Israeli professor is keen to meat you

Global changemaker Professor Yaakov Nahmias will visit Australia next month as a guest of Australian Friends of the Hebrew University for two public events in Sydney and a private lecture in Melbourne.

Professor Yaakov Nahmias (right) from the Hebrew University.
Professor Yaakov Nahmias (right) from the Hebrew University.

From a world breakthrough in lab-produced meat to taking cellular samples to test the effectiveness of new drugs, Hebrew University (HU) Professor Yaakov Nahmias is a global changemaker.

He will visit Australia next month as a guest of Australian Friends of the Hebrew University for two public events in Sydney and a private lecture in Melbourne.

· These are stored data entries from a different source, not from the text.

PR #22323, opened 2023-03-18
add cocotb

timkpaine:
Checklist
- [x] Build number is 0.

—-

Closes https://github.com/conda-forge/staged-recipes/pull/21056

### DIFF
--- a/recipes/cocotb/meta.yaml
+++ b/recipes/cocotb/meta.yaml
@@ -47,6 +47,7 @@ test:
 
 about:
   home: https://www.cocotb.org
+  dev_url: https://github.com/cocotb/cocotb
   summary: cocotb is a coroutine based cosimulation library for writing VHDL and Verilog testbenches in Python.
   license: BSD-3-Clause
   license_family: BSD 
--- a/recipes/cocotb/meta.yaml
+++ b/recipes/cocotb/meta.yaml
@@ -19,7 +19,7 @@ build:
   run_exports:
     - {{ pin_subpackage("cocotb", max_pin="x") }}
   script:
-    - {{ PYTHON }} -m pip install -U --no-deps . -vvv
+    - {{ PYTHON }} -m pip install --no-deps . -vvv
 
 requirements:
   build:
--- a/recipes/cocotb/meta.yaml
+++ b/recipes/cocotb/meta.yaml
@@ -1,0 +1,64 @@
+{% set name = "cocotb" %}
+{% set version = "1.7.2" %}
+
+package:
+  name: {{ name|lower }}
+  version: {{ version }}
+
+source:
+  url: https://pypi.io/packages/source/{{ name[0] }}/{{ name }}/cocotb-{{ version }}.tar.gz
+  sha256: 959892eb94bd0b3ff40e0fca51d33a3936416deb853e2bac4f7f766b40002650 
+  patches:
+    - patches/0001-remove-static-stdc.patch
+
+build:
+  number: 0
+  skip: true  # [win or py<310]
+  entry_points:
+    - cocotb-config = cocotb.config:main
+  run_exports:
+    - {{ pin_subpackage("cocotb", max_pin="x") }}
+  script:
+    - {{ PYTHON }} -m pip install -U --no-deps . -vvv
+
+requirements:
+  build:
+    - python                                 # [build_platform != target_platform]
+    - cross-python_{{ target_platform }}     # [build_platform != target_platform]
+    - {{ compiler('cxx') }}
+  host:
+    - python
+    - pip
+  run:
+    - python
+    - find-libpython
+  run_constrained:
+    - iverilog >=10.3
+    - verilator >=5.004
+
+test:
+  imports:
+    - cocotb
+  commands:
+    - pip check
+    - cocotb-config --help
+  requires:
+    - pip
+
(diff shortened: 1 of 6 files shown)


timkpaine:
need to pull the 3 missing licenses of vendored files, 2 of which come from IEEE language reference manuals and 1 is apache 2.0 (but i need to get the license text).

timkpaine:
@conda-forge/help-python-c need some help diagnosing behavior, it looks like the first build works fine but then subsequent versions end up with errors like:

```
ERROR (cocotb,lib/python3.9/site-packages/cocotb/libs/<all the libs>): lib/python3.8/site-packages/cocotb/libs/libgpi.so not found in any packages
```

e.g. during the build for `3.9`, its looking for libs from `3.8`. 

on OS X its similar, except it builds `3.10` before `3.9`

```
  ERROR (cocotb,lib/python3.9/site-packages/cocotb/libs/libpygpilog.so): lib/python3.10/site-packages/cocotb/libs/libgpilog.so not found in any packages
```

recipes/cocotb/build.sh
```diff
@@ -0,0 +1,4 @@
+#!/bin/bash
+
+pip install -U --no-deps . -vvv --no-build-isolation
```
dhirschfeld, line 3:
```suggestion
$PYTHON -m pip install -U --no-deps . -vvv --no-build-isolation
```

timkpaine: I can try but it didn't do anything before

timsnyder:
I started trying to look at this because it's really weird.  It has been a really long time since I looked at the overlinking checks code but I'm starting to think this is definitely an issue with how conda-forge's `build_all.py` is building multiple versions and state in the overlinking checks is bleeding from one build to the next.  I don't know if I'll find time to look at this any more but there may be something really broken here in the infrastructure.  I think restricting it to a single python until you're in the feedstock and the builds are isolated is a good idea.

timkpaine:
@conda-forge/staged-recipes @conda-forge/core fyi

timkpaine:
@isuruf / @conda-forge/staged-recipes i opened https://github.com/conda/conda-build/pull/4821 but seems it will be a wait, since this issue only effects in `staged-recipes` can we merge this and get the feedstock rolled out?

recipes/cocotb/meta.yaml
```diff
@@ -0,0 +1,64 @@
...
+
+build:
+  number: 0
+  skip: true  # [win or py<310]
+  entry_points:
+    - cocotb-config = cocotb.config:main
+  run_exports:
+    - {{ pin_subpackage("cocotb", max_pin="x") }}
+  script:
+    - {{ PYTHON }} -m pip install -U --no-deps . -vvv
```
carterbox, line 22:
```suggestion
    - {{ PYTHON }} -m pip install --no-deps . -vvv
```
Why do you specify `--upgrade`?

recipes/cocotb/meta.yaml
```diff
@@ -0,0 +1,64 @@
...
+  patches:
+    - patches/0001-remove-static-stdc.patch
+
+build:
+  number: 0
+  skip: true  # [win or py<310]
+  entry_points:
+    - cocotb-config = cocotb.config:main
+  run_exports:
+    - {{ pin_subpackage("cocotb", max_pin="x") }}
```
carterbox, line 20: This run_export tells me that your shared libraries are not python version specific because you haven't included a python version in the pinning.

Will your package still run if you move the shared libs from site-packages/cocotb/libs to $PREFIX/lib? This would allow you to build the shared libraries once per platform and use a `noarch: python` package for the python bits (which would reduce the build matrix to one build variant and allow users of your C API to avoid installing python).

recipes/cocotb/meta.yaml
```diff
@@ -0,0 +1,64 @@
...
+  run:
+    - python
+    - find-libpython
+  run_constrained:
+    - iverilog >=10.3
+    - verilator >=5.004
+
+test:
+  imports:
+    - cocotb
```
carterbox, line 41: You are also installing a python module called "pygpi", but that module is not tested here. Is the missing test a mistake or is the install a mistake?

recipes/cocotb/meta.yaml
```diff
@@ -0,0 +1,64 @@
...
+  commands:
+    - pip check
+    - cocotb-config --help
+  requires:
+    - pip
+
+about:
+  home: https://www.cocotb.org
```
carterbox, line 49:
```suggestion
  home: https://www.cocotb.org
  dev_url: https://github.com/cocotb/cocotb
```

carterbox (changes requested):

recipes/cocotb/meta.yaml
timkpaine: they are, but it wont. This package is a bit complicated due to the way it is used
https://github.com/conda-forge/staged-recipes/pull/21056#issuecomment-1309329721
https://github.com/cocotb/cocotb/pull/2268
https://github.com/ktbarrett/find_libpython

recipes/cocotb/meta.yaml
timkpaine: it comes with `cocotb`, I can add a simple import test?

Nahmias, who founded Future Meat Technologies in 2018, told The AJN that after successful trials and more than $390 million raised through investment rounds, the company is ready to build the first large-scale cultured meat factory – possibly by the end of 2024.

“Once we can do that, the growth of this technology can be essentially exponential,” he said.

“The first cultured meat hamburger … in 2013 cost about $2 million per kilogram, and while a lot of companies have reduced that cost significantly, most are capped at about $200 per kilogram today,” Nahmias said.

“We’ve developed a technology that allows us to recycle the feed of the [cultured] cells, to boost efficiency, and we’ve also developed some unique cells that grow extremely fast, and at very high densities.

“So, theoretically, we should be able to produce cultured lamb that’s going to be even cheaper than lamb today, and we’re getting there in terms of producing premium chicken.”

But what about the taste? “Our reviews are pretty good,” Nahmias said, “At the end of the day, I wouldn’t release a product that my kids wouldn’t eat.”

He said what’s driving record growth and investment in cultured meat is “a perfect storm” of reaching peak traditional meat production, record demand, and ever-increasing concern about climate change.

“We don’t have enough water, nor farmland,” he said.

“This is where cultured meat technologies comes in, [it] tastes and smells the same, but uses 98 per cent less land, 85 per cent less water, and 95 per cent less carbon emissions.”

Through Tissue Dynamics – also based at HU – he is developing the next generation of human-on-a-chip technology, to test the safety and efficacy of potential new drugs.

“It costs $2.6 billion to develop a single drug, and about 12 years on average,” Nahmias said.

“The main reason it costs so much is that 90 per cent fail in clinical studies, and also because we’re still using mice and rats.”

He said the idea of using human cells to create small organs and put them in chips for testing, was first developed almost 30 years ago.

“What Tissue Dynamics is doing, is taking that to the next level, by using sensors embedded inside the tissues of an organ in a chip, so we can understand very precisely what a drug, or a disease, is doing, in real time.”

Nahmias said a major goal for his Australian visit is to continue to build partnerships, noting a bio-design program in partnership with the University of Melbourne has “been extremely successful”.